● **Activity**: After locating the line that contains "Maybe this could", restate it and each later line word for word through the end of the records.

[[ Records for the exercise, beginning ]]

PR #288, opened 2022-08-10
Communicate default thumb size

### LINKED ISSUE #287: Communicate default thumbnail size
The default thumbnail size (100x100) is not displayed in the UI when you edit a file field:
Screenshot from 2022-08-10 18-46-46
Maybe this could be nice to communicate to the user? For me, it was a bit confusing to see that I had thumbnails despite this field being empty and also it required some digging in the source code to find where this was actually [set](https://github.com/pocketbase/pocketbase/blob/3d07f0211dc74710affd9154f61728d77cfb6f4c/apis/file.go#L13) and [used](https://github.com/pocketbase/pocketbase/blob/3d07f0211dc74710affd9154f61728d77cfb6f4c/apis/file.go#L63):

Let me know what you think :slightly_smiling_face:

ollema:
Fixes https://github.com/pocketbase/pocketbase/issues/287 (if you think it needs a fix to begin with!)

### DIFF
--- a/ui/src/components/collections/schema/FileOptions.svelte
+++ b/ui/src/components/collections/schema/FileOptions.svelte
@@ -126,7 +126,7 @@
                 <i
                     class="ri-information-line link-hint"
                     use:tooltip={{
-                        text: "List of thumb sizes for image files. The thumbs will be generated lazily on first access.",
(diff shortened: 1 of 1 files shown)


ollema:
**Before:**
Screenshot from 2022-08-10 18-46-46

---

**After:**
Screenshot from 2022-08-10 19-06-51

ganigeorgiev:
Thanks! Will be included in the next release (v0.4.0).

[[ Records for the exercise, end ]]

● **Finished exercise**:
Maybe this could be nice to communicate to the user? For me, it was a bit confusing to see that I had thumbnails despite this field being empty and also it required some digging in the source code to find where this was actually [set](https://github.com/pocketbase/pocketbase/blob/3d07f0211dc74710affd9154f61728d77cfb6f4c/apis/file.go#L13) and [used](https://github.com/pocketbase/pocketbase/blob/3d07f0211dc74710affd9154f61728d77cfb6f4c/apis/file.go#L63):

Let me know what you think :slightly_smiling_face:

ollema:
Fixes https://github.com/pocketbase/pocketbase/issues/287 (if you think it needs a fix to begin with!)

### DIFF
--- a/ui/src/components/collections/schema/FileOptions.svelte
+++ b/ui/src/components/collections/schema/FileOptions.svelte
@@ -126,7 +126,7 @@
                 <i
                     class="ri-information-line link-hint"
                     use:tooltip={{
-                        text: "List of thumb sizes for image files. The thumbs will be generated lazily on first access.",
(diff shortened: 1 of 1 files shown)


ollema:
**Before:**
Screenshot from 2022-08-10 18-46-46

---

**After:**
Screenshot from 2022-08-10 19-06-51

ganigeorgiev:
Thanks! Will be included in the next release (v0.4.0).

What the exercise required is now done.